Destroying test database for alias 'validation'...
gen-rl-macbookair[2022-05-05 12:34:44]:~/PROJECT-local/TRACEBASE/tracebase$
You certainly could, it wouldn’t be wrong to do so. (You’d want to include the complete testing code to allow anyone to look at / evaluate this.)
Now that you’ve provided a reproduceable test case, I am curious enough to want to look more closely at this myself - but I’m definitely not an ORM expert.

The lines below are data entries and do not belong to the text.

PR #1120, opened 2020-07-19
fix(starboard): resolved bug with the system not updating

kyranet:


src/lib/orm/entities/StarboardEntity.ts
```diff
@@ -180,8 +178,13 @@ export class StarboardEntity extends BaseEntity {
 		const previousUpdate = this.#manager.syncMessageMap.get(this);
 		if (previousUpdate) await previousUpdate;
 
-		if ('enabled' in options) this.enabled = options.enabled!;
-		if ('stars' in options && this.enabled) await this.updateStarMessage();
+		if ('enabled' in options) {
```
favna, line 181: Didn't we agree we'd prefer reflect syntax? I thought we did 🙄. I mean it's not that big a deal but...

kyranet: We're switching to the type safer `isSet` from klasa-core when we do the switch.
Anyways, all the ` in ` refactors can be done later in another PR, I kept the original here as refactoring it is out of the PR's scope.

favna (approved):

PR #1123, opened 2020-07-19
feat(Analytics): Resources

Quantumlyy:


src/events/klasaReady.ts
```diff
@@ -58,11 +58,20 @@ export default class extends Event {
 		}
 	}
 
-	private initAnalytics() {
+	private async initSyncResourceAnalyticsTask() {
+		const { queue } = this.client.schedules;
+		if (!queue.some(task => task.taskID === Schedules.SyncResourceAnalytics)) {
+			await this.client.schedules.add(Schedules.TwitchRefreshSubscriptions, '*/1 * * * *');
```
kyranet:
```suggestion
		if (!queue.some(task => task.taskID === Schedules.SyncResourceAnalytics)) {
			await this.client.schedules.add(Schedules.SyncResourceAnalytics, '*/1 * * * *');
```

src/events/analytics/resourceAnalyticsSync.ts
```diff
@@ -0,0 +1,41 @@
...
+
+		return point;
+	}
+
+	private syncMem() {
+		const usage = process.memoryUsage();
+		return new Point(AnalyticsSchema.Points.Memory)
+			.tag(AnalyticsSchema.Tags.Action, AnalyticsSchema.Actions.Sync)
+			.floatField('total', Math.round(100 * (usage.heapTotal / 1048576)) / 100)
+			.floatField('used', Math.round(100 * (usage.heapUsed / 1048576)) / 100);
```
kyranet: Couldn't those just return raw values? We can map them in InfluxDB to do the division and the decimal trimming.

kyranet (changes requested):

src/events/analytics/resourceAnalyticsSync.ts
Quantumlyy: Seems like I missed them whilst converting CPU to raw values.

kyranet (approved):

favna (approved):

Can please share the definition of TracebaseTestCase as in
from DataRepo.tests.tracebase_test_case import TracebaseTestCase
I am not able figure this out.
Absolutely, but I don’t think it is going to be helpful. It’s very simple:
from django.test import TestCase
class TracebaseTestCase(TestCase):
This wrapper of TestCase makes the necessary/desirable settings for all test classes.
maxDiff = None
databases = "__all__"
class Meta:
abstract = True
Did you look at the bug ticket I filed (commented above)? They seem to have figured it out.